Exercise aim: From the entries below, copy out every line with "aims" in it.

Records contained in a dataset:
⁂

PR #228, opened 2016-10-28
Limit the number of fields from get_content_items

carvil:
We have seen quite a few timeouts in integration when searching for
content items. That's partly due to the fact that we were asking for all
fields.

This change aims at speeding up the Bulk Tag queries so that we avoid
getting timeouts.

### DIFF
--- a/app/services/bulk_tagging/search.rb
+++ b/app/services/bulk_tagging/search.rb
@@ -26,7 +26,8 @@ module BulkTagging
       Services.publishing_api.get_content_items(
         document_type: document_type,
         page: page,
-        q: query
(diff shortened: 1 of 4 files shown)


app/services/bulk_tagging/search.rb
```diff
@@ -26,7 +26,8 @@ def gds_response
       Services.publishing_api.get_content_items(
         document_type: document_type,
         page: page,
-        q: query
+        q: query,
+        fields: [:content_id, :document_type, :title, :base_path]
```
dougdroper: 👍

PR #230, opened 2016-10-31
Rename all instances of "Tag Search" to "Bulk Tag"

klssmith:
"Bulk Tag" is used for the UI, so this commit ensures that Bulk Tag is
always used in the code too.

Part of [this Trello card.](https://trello.com/c/Erx6NIwe/151-rename-code-in-content-tagger)

### DIFF
--- a/config/routes.rb
+++ b/config/routes.rb
@@ -28,8 +28,8 @@ Rails.application.routes.draw do
     get  'progress'
   end
 
-  resource :tag_search, only: [:new] do
-    get 'results' => 'tag_searches#results', as: "results_of"
+  resource :bulk_tag, only: [:new] do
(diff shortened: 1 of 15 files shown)


config/routes.rb
```diff
@@ -28,8 +28,8 @@
     get  'progress'
   end
 
-  resource :tag_search, only: [:new] do
-    get 'results' => 'tag_searches#results', as: "results_of"
+  resource :bulk_tag, only: [:new] do
+    get 'results' => 'bulk_tags#results', as: "results_of"
```
mobaig: The helper method 'results_of_bulk_tag_path' is a little misleading. Reckon it'd be better to change the `as: ` value to `search_results_for`.

klssmith: Thanks @mobaig - have renamed the path now.

PR #231, opened 2016-10-31
Use internal name in taxonomy visualisation

mobaig:
Now that the publishing API provides the details hash in taxon expanded links, we have access to the internal name.

This PR includes the switch to using the details hash and some refactoring that aims to keep naming consistent within the app.

https://trello.com/c/Y7HZ6DQ3/263-get-the-details-hash-into-taxon-expanded-links


app/controllers/taxonomies_controller.rb
```diff
@@ -7,7 +7,7 @@ def show
       format.csv do
         send_data(
           CsvTreePresenter.new(@taxonomy.child_expansion).present,
-          filename: @taxonomy.root_node.title + ".csv"
+          filename: @taxonomy.root_node.content_item.title + ".csv"
```
tijmenb: Do we still need this when we're delegating `content_id` from `TreenNode`?

Issue #268, opened 2021-09-08
Add curation list


nachomazzara:
- Add a new table `curation` to set collections as ready for review:

```
id: (primary key)
collectionId: uuid (foreign key)
timestamp: Date
```

- Add a new endpoint `@PUT /curations/:collectionId` to set a collection ready for review.

- Add a new endpoint to fetch curations
 * `@GET /curations`: this should return a distinct by collectionId. If it is a member of the committee return all the curations, if it is not, return the curation of your collections. *ALWAYS WITH A DISTINCT BY COLLECTION ID*
* `@GET /curations/:collectionId`: return the last curation per collection id

fzavalia:
In Progress until full integration with builder ui has been tested

PR #279, opened 2021-09-21
feat: Curation table + endpoints

fzavalia:
For Issue #268 

Adds endpoints:

`GET /curations` for obtaining all collections that need review. In the case of being in the committee, all collections are received, if not, only collections belonging to you are.

`GET /curations/:collectionId` To receive the latest curation request for a collection.

`POST /curations/:collectionId` To set a collection as for review


src/Curation/Curation.model.ts
```diff
@@ -0,0 +1,40 @@
+import { Model, raw, SQL } from 'decentraland-server'
+import { CurationAttributes } from './Curation.types'
+
+export class Curation extends Model<CurationAttributes> {
+  static tableName = 'curations'
+
+  static getAll() {
```
fzavalia, line 7: I've based this queries on others I found on the repo, yet I'm kind of worried about interpolating the values directly into the query, which might cause sql injection attacks, (in this case it's not possible because sanitization is done by the router). Do you know if this library supports some kind of sanitization. Eg: `query("WHERE col = $1", [value])`

cazala (approved):

PR #280, opened 2021-09-22
feat: Add asset packs owner query parameter

LautaroPetaccio:
This PR creates two new endpoints:
- The `/assetPacks/default` endpoint, that returns the default asset packs.
- The `/ownAssetPacks` authenticated endpoint, that returns the user's asset packs.

### DIFF
--- a/src/AssetPack/AssetPack.router.ts
+++ b/src/AssetPack/AssetPack.router.ts
@@ -48,6 +48,14 @@ export class AssetPackRouter extends Router {
     const withAssetPackAuthorization = withModelAuthorization(AssetPack)
 
     /**
+     * Get default asset packs
+     */
+    this.router.get(
+      '/assetPacks/default',
+      server.handleRequest(this.getDefaultAssetPacks)
+    )
+
+    /**
      * Get all asset packs
      */
     this.router.get(
@@ -55,6 +63,11 @@ export class AssetPackRouter extends Router {
       withPermissiveAuthentication,
       server.handleRequest(this.getAssetPacks)
     )
+
+    /**
+     * Get asset packs of an address
+     */
+    this.router.get('/ownAssetPacks', withAuthentication, this.getOwnAssetPacks)
 
     /**
      * Get asset pack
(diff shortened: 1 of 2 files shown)


src/AssetPack/AssetPack.router.ts
```diff
@@ -100,22 +100,43 @@ export class AssetPackRouter extends Router {
...
     const ethAddress = req.auth ? req.auth.ethAddress : ''
-    let assetPacks: FullAssetPackAttributes[] = []
+    const owner = req.query.owner
     const tracer = uuidv4()
     this.logger.info(
       `Starting request to get the assets packs with tracer ${tracer} and the address "${ethAddress}"`
     )
 
+    // Process the owner query parameter first
+    if (owner && owner === 'default') {
```
nachomazzara, line 110: I think that `owner` here is redundant.

src/AssetPack/AssetPack.router.ts
```diff
@@ -100,22 +100,43 @@ export class AssetPackRouter extends Router {
...
+      return this.logExecutionTime(
+        this.retrieveDefaultAssetPacks,
+        'Get default asset packs',
+        tracer
+      )
+    } else if (owner && owner === ethAddress) {
```
nachomazzara, line 116: I think that `owner` here is redundant.

src/AssetPack/AssetPack.router.ts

⁂

Answer space:
This change aims at speeding up the Bulk Tag queries so that we avoid
This PR includes the switch to using the details hash and some refactoring that aims to keep naming consistent within the app.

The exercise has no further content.